In "From the Files of Primatech: 1991", the childhood's background of Elle is further explained: how she started a blackout in Athens, Ohio that took out three other counties. Elle's mother sent her to her father, Bob, to New York City to deal with her. Bob asked the help of Charles Deveaux, who recommended taking a fatherly approach, but ended up taking Dr. Zimmerman's advice: treat Elle as any other posthuman and test her abilities. During one of these tests, Bob tried to calm the weeping Elle turning her drinking straw into gold, but this backfired as it allowed Elle to accidentally shock her father. After this, Elle escaped and Bob enlisted Noah Bennet to go after her. Noah eventually found Elle at an arcade and anticipating her attack, he wore latex gloves. Elle quickly electrified a machine making it toss balls at Noah, so she could escape. When Noah followed Elle through a mini-golf course, she electrified a mini-windmill, making it throw blades at Noah. Finally, Elle was cornered; Noah promised her Bob would be proud if she came back with him. Once back at Primatech, Bob locked Elle up while discussing the situation with Kaito and Noah. Angela brought a young Haitian to mind-wipe Elle to forget what just happened and enjoy her 9th birthday cake.

== Reception ==
Bell's performance was highly anticipated as she had gained popularly within her starring show, Veronica Mars. Ultimately, Bell's performance was critically praised, along with the character of Elle, who became very popular among viewers. Elle was ranked #44 on IGN's "Top 50 Chicks Behaving Badly".

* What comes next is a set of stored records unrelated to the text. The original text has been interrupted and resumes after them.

PR #846, opened 2020-09-29
Fixes chunking of empty bodies.

### LINKED ISSUE #842: ChunkingSink does not write Requests/Responses without body
## Detailed Description

ChunkingSink should write requests/responses without a body. It should use the delegate sink directly as it only chunks the bodies.

## Your Environment

    * Version used: 2.1.0

## Reproducing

With the cancellation of Veronica Mars, Variety reported that attaining Bell was a "major, major coup for NBC" because of how in-demand the actress was. Universal Media Studios' Katherine Pope noted that "many studios [were] chasing [Bell] in both film and TV" and that Pope was happy that Bell "chose to star in our show." When Bell was cast, Tim Kring explained that because she had known several of the cast members for years as well as some of the writers, it "was already like part of the family by the time we cast her."

In an interview with Bell, Eric Goldman of IGN commented on Bell's "eagerly awaited debut" on the series. Matt Roush of TV Guide reported on Bell becoming a series regular on Heroes, and stated he "like[s] her more and more, especially as we see the tragic dimension of how Elle has been so cruelly used by her 'daddy,' Bob, and is much more than the flirty assassin we first met." Bruce Fretts, also of TV Guide, said that Bell's portrayal of Elle was responsible for "sparking Heroes to life." He explains that "[i]n just a few scenes... [Bell is able to] juice up the slumping sophomore drama" and her "live-wire performance turned Chapter 5 into this season's strongest episode yet." However, because of the large ensemble cast, Matthew Gilbert of Slate.com commented that Season Two of Heroes was "even more overpopulated than the last, expanding from a rabble to a veritable global riot of Dubiously Gifted Ones."

Her death in the season three episode "The Eclipse Part II" was criticized by media outlets with E! writing that the show offered "the redemption of electric Elle, an Elle-Sylar romance, an Elle-Claire friendship, HRG mentoring Elle [only to take] it all away". According to Kring, the character was killed due to Bell leaving the show to appear in films.

===Accolades===
In 2009, Bell was nominated a Saturn Award for Best Guest Starring Role on Television and a Teen Choice Award for Choice TV Actress Action.